[Stored data entries]
*** Begin section ***
PR #25392, opened 2023-03-20
TAXII Server 2 - Updated the way the server serves file hashes and other SCOs

Ni-Knight:
## Status
- [ ] In Progress
- [x] Ready

## Related Issues
fixes: https://jira-hq.paloaltonetworks.local/browse/CIAC-6028

## Description
Correct handling of specific SCOs like files, ASN and win key registry.

- [ ] 6.0.0
- [ ] 6.1.0
- [ ] 6.2.0
- [x] 6.5.0

   - [ ] Yes
       - Further details:
   - [x] No


Packs/Base/ReleaseNotes/1_31_80.md
```diff
@@ -0,0 +1,6 @@
+#### Scripts
+
+##### CommonServerPython
+
+ - Updated the "FeedIndicatorType" class adding `Software` as an indicator.
+ -
```
ShahafBenYakir, line 6:
```suggestion
 Updated the "FeedIndicatorType" class adding `Software` as an indicator.

```

Packs/TAXIIServer/ReleaseNotes/2_0_30.md
```diff
@@ -0,0 +1,7 @@
+
+#### Integrations
+
+##### TAXII2 Server
+- Updated the Docker image to: *demisto/flask-nginx:1.0.0.50558*.
+
+- Fixed an issue where the server served files, ASN and Windows registry key indicators wrong.
```
ShahafBenYakir, line 7:
```suggestion
- Fixed an issue where the integration served File, ASN, and Windows registry key indicators in a wrong way.
```

Packs/TAXIIServer/Integrations/TAXII2Server/TAXII2Server.py
```diff
@@ -821,6 +823,54 @@ def create_stix_object(xsoar_indicator: dict, xsoar_type: str, extensions_dict:
     return stix_object, extension_definition, extensions_dict
 
 
+def build_sco_object(stix_object: Dict[str, Any], xsoar_indicator: Dict[str, Any]) -> Dict[str, Any]:
```
ShahafBenYakir, line 826: Can you add a unit test to this specific function?

Ni-Knight: Yes, on it.

Packs/TAXIIServer/Integrations/TAXII2Server/TAXII2Server_test.py
```diff
@@ -589,10 +589,29 @@ def test_convert_sco_to_indicator_sdo_with_type_file(mocker):
 
     output = convert_sco_to_indicator_sdo(ioc, xsoar_indicator)
     assert 'file:hashes.' in output.get('pattern', '')
-    assert 'MD5' in output.get('pattern', '')
+    assert 'SHA-1' in output.get('pattern', '')
     assert 'pattern_type' in output.keys()
 
 
+def test_build_sco_object(mocker):
```
ShahafBenYakir, line 596: Since you asked me last time we talked (and I agree) it would be a bit better to use `parameterized`. It will allow each use case to be independent such that if one use case fails the rest will still run, and also it makes it pretty convenient to explain the different cases you are testing in each run. 
And so it is not very different than what you did:
```python
@pytest.mark.parametrize('indicator, sco_indicator',[
    (xsoar_indicators[0], sco_indicators[0])
    (xsoar_indicators[1], sco_indicators[1])
    (xsoar_indicators[2], sco_indicators[2])
])
def test_build_sco_object(indicator, sco_indicator):
    """
        Given
            Case 1: xsoar indicator which is of type A (whatever is special in this case)
            Case 2: xsoar indicator which is of type B
            Case 3: xsoar indicator which is of type C
        When
            Running build_sco_object
        Then
            Case 1: validate that the resulted object has all hashes bla bla
            Case 2: validate that the resulted object does not have hashes bla bla
            Case 3: ...
    """
    output = build_sco_object(indicator["stix_type"], indicator["xsoar_indicator"])
    assert output == sco_indicator
``` 

This is just an example that needs to be fine-tuned (probably fix variable namings and complete docstring) and tested.

Ni-Knight: Thank you!

ShahafBenYakir (approved):

PR #25448, opened 2023-03-22
added -gt instead != in pipelines stop util

esharf:
## Status
- [x] Ready

## Description
this PR makes sure that we are canceling only older builds.


eyalpalo (approved):

bziser:
@esharf can you add in the description of the PR what are you trying to do here and why?

esharf:
> @esharf can you add in the description of the PR what are you trying to do here and why?

Done

PR #25467, opened 2023-03-23
split large gzip files to smaller chunks

thefrieddan1:

## Status
- [x] In Progress
- [ ] Ready

## Related Issues
fixes: https://jira-hq.paloaltonetworks.local/browse/CIAC-5771

## Description
XSIAM has an upper limit for sending events of upto 10 Mib 
We implement a batching mechanism, where the limit is ~1 Mib per payload.

### DIFF
--- a/Packs/Base/Scripts/CommonServerPython/CommonServerPython.py
+++ b/Packs/Base/Scripts/CommonServerPython/CommonServerPython.py
@@ -38,10 +38,12 @@ def __line__():
     return cf.f_back.f_lineno  # type: ignore[union-attr]
 
 
-# 42 - The line offset from the beggining of the file.
+# 43 - The line offset from the beggining of the file.
 _MODULES_LINE_MAPPING = {
     'CommonServerPython': {'start': __line__() - 43, 'end': float('inf')},
 }
+
+IDEAL_XSIAM_FILE_SIZE = 2**20
 
 
 def register_module_line(module_name, start_end, line, wrapper=0):
@@ -10854,6 +10856,24 @@ def xsiam_api_call_with_retries(
     return response
 
 
+def round_up(x):
+    return int(x) + int((x > 0) and (x - int(x)) > 0)
+
+
+def is_zipped_data_size_ideal(zipped_data):
+    return sys.getsizeof(zipped_data) <= IDEAL_XSIAM_FILE_SIZE
+
+
+def split_xsiam_events(data, size_of_zipped_data):
+    number_of_list = round_up(size_of_zipped_data / IDEAL_XSIAM_FILE_SIZE)
+    data_list = str.split(data, '\n') if isinstance(data, str) else data
+    chunk_size = round_up(len(data_list) / number_of_list)
+    return [
+        data_list[i: i + chunk_size]
+        for i in range(0, len(data_list), chunk_size)
+    ]
+
+
 def send_events_to_xsiam(events, vendor, product, data_format=None, url_key='url', num_of_attempts=3):
     """
     Send the fetched events into the XDR data-collector private api.
@@ -10961,15 +10981,30 @@ def send_events_to_xsiam(events, vendor, product, data_format=None, url_key='url
 
     zipped_data = gzip.compress(data.encode('utf-8'))  # type: ignore[AttributeError,attr-defined]
     client = BaseClient(base_url=xsiam_url)
+    if is_zipped_data_size_ideal(zipped_data):
+        send_to_xsiam_with_retries(client, events_error_handler, header_msg, headers, num_of_attempts, xsiam_url,
+                                   zipped_data)
+        demisto.updateModuleHealth({'eventsPulled': amount_of_events})
+    else:
+        demisto.info(f'will split data to chunks of {IDEAL_XSIAM_FILE_SIZE} to send to XSIAM server.')
+        data_chunks = split_xsiam_events(data, sys.getsizeof(zipped_data))
+        for data_chunk in data_chunks:
+            amount_of_events = len(data_chunk)
+            data_chunk = '\n'.join(data_chunk)
+            zipped_data = gzip.compress(data_chunk.encode('utf-8'))  # type: ignore[AttributeError,attr-defined]
+            send_to_xsiam_with_retries(client, events_error_handler, header_msg, headers, num_of_attempts, xsiam_url,
+                                       zipped_data)
+            demisto.updateModuleHealth({'eventsPulled': amount_of_events})
 
+
+def send_to_xsiam_with_retries(client, events_error_handler, header_msg, headers, num_of_attempts, xsiam_url,
+                               zipped_data):
     raw_response = xsiam_api_call_with_retries(
         client, xsiam_url, zipped_data, headers, num_of_attempts, events_error_handler
     ).json()
-
     if raw_response.get('error').lower() != 'false':
         raise DemistoException(header_msg + raw_response.get('error'))
-
-    demisto.updateModuleHealth({'eventsPulled': amount_of_events})
+    return raw_response
 
 
 def is_scheduled_command_retry():


Packs/Base/Scripts/CommonServerPython/CommonServerPython.py
```diff
@@ -38,11 +38,13 @@ def __line__():
     return cf.f_back.f_lineno  # type: ignore[union-attr]
 
 
-# 42 - The line offset from the beggining of the file.
+# 43 - The line offset from the beggining of the file.
```
thefrieddan1, line 41: not mandatory change. it is a comment. I have changed the actual number in the code from 42 to 43 in the past and i now see that i did not change the number in the comment.

Packs/Base/Scripts/CommonServerPython/CommonServerPython.py
```diff
@@ -10854,6 +10856,24 @@ def xsiam_api_call_with_retries(
     return response
 
 
+def round_up(x):
+    return int(x) + int((x > 0) and (x - int(x)) > 0)
```
bziser, line 10860: why not:
```suggestion
import math

def round_up(x):
    return math.ceil(x)

```

bziser (commented):
please add inputs types and return types to the functions

Packs/Base/Scripts/CommonServerPython/CommonServerPython.py
```diff
@@ -10854,6 +10856,24 @@ def xsiam_api_call_with_retries(
...
+def split_xsiam_events_to_chunks(data, size_of_zipped_data):
+    num_of_sub_lists = round_up(size_of_zipped_data / XSIAM_EVENT_CHUNK_SIZE)
+    data_list = str.split(data, '\n') if isinstance(data, str) else data
+    chunk_size = round_up(len(data_list) / num_of_sub_lists)
+    return [
+        data_list[i: i + chunk_size]
+        for i in range(0, len(data_list), chunk_size)
+    ]
+
+
```
bziser, line 10876: maybe these functions need to be Internal function like `def events_error_handler(res)`? 
because we won't want that integration could call them, only `send_events_to_xsiam`, no?

Packs/Base/Scripts/CommonServerPython/CommonServerPython.py
```diff
@@ -10986,15 +11009,45 @@ def events_error_handler(res):
...
+    :param headers: A dictionary containing headers for the request.
+    :type num_of_attempts: ``int``
+    :param num_of_attempts: The number of attempts to send the data to XSIAM.
+    :type xsiam_url: ``str``
+    :param xsiam_url: The URL of the XSIAM server.
+    :type zipped_data: ``bytes``
+    :param zipped_data: The zipped data to send.
+
+    :return: Bool or DemistoException
+    :rtype: ``Bool`` or ``DemistoException``
```
bziser, line 11043: what about the type of `raw_response`?

Packs/Base/Scripts/CommonServerPython/CommonServerPython.py
```diff
@@ -10986,15 +11009,45 @@ def events_error_handler(res):
...
+    :type headers: ``dict``
+    :param headers: A dictionary containing headers for the request.
+    :type num_of_attempts: ``int``
+    :param num_of_attempts: The number of attempts to send the data to XSIAM.
+    :type xsiam_url: ``str``
+    :param xsiam_url: The URL of the XSIAM server.
+    :type zipped_data: ``bytes``
+    :param zipped_data: The zipped data to send.
+
+    :return: Bool or DemistoException
```
bziser, line 11042: `return` is the same as `rtype`?

Packs/Base/Scripts/CommonServerPython/CommonServerPython_test.py
```diff
@@ -7,7 +7,7 @@
 import sys
 import warnings
 
-import dateparser
+# import dateparser
```
bziser, line 10: why not to remove?

bziser:
adding @DeanArbel to review also :)

Packs/Base/Scripts/CommonServerPython/CommonServerPython_test.py
thefrieddan1: should not have been left un commented. 
will revert it.

Packs/Base/Scripts/CommonServerPython/CommonServerPython.py
thefrieddan1: for some reason i dont understand yet, it parses the docstring successfully with rtype and fails with return. 
In validations when it runs the commonServerDocs.sh script.

Packs/Base/Scripts/CommonServerPython/CommonServerPython.py
```diff
@@ -10986,15 +11009,45 @@ def events_error_handler(res):
...
     zipped_data = gzip.compress(data.encode('utf-8'))  # type: ignore[AttributeError,attr-defined]
     client = BaseClient(base_url=xsiam_url)
+    data_chunks = split_xsiam_events_to_chunks(data, sys.getsizeof(zipped_data))
+    for data_chunk in data_chunks:
+        amount_of_events = len(data_chunk)
+        data_chunk = '\n'.join(data_chunk)
+        zipped_data = gzip.compress(data_chunk.encode('utf-8'))  # type: ignore[AttributeError,attr-defined]
+        send_to_xsiam_with_retries(client, events_error_handler, header_msg, headers, num_of_attempts, xsiam_url,
+                                   zipped_data)
+        demisto.updateModuleHealth({'eventsPulled': amount_of_events})
```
*** End section ***
> **What is expected**
In the entries, some lines may contain the word "join". Give how many do, as a number by itself.

> **Result**
2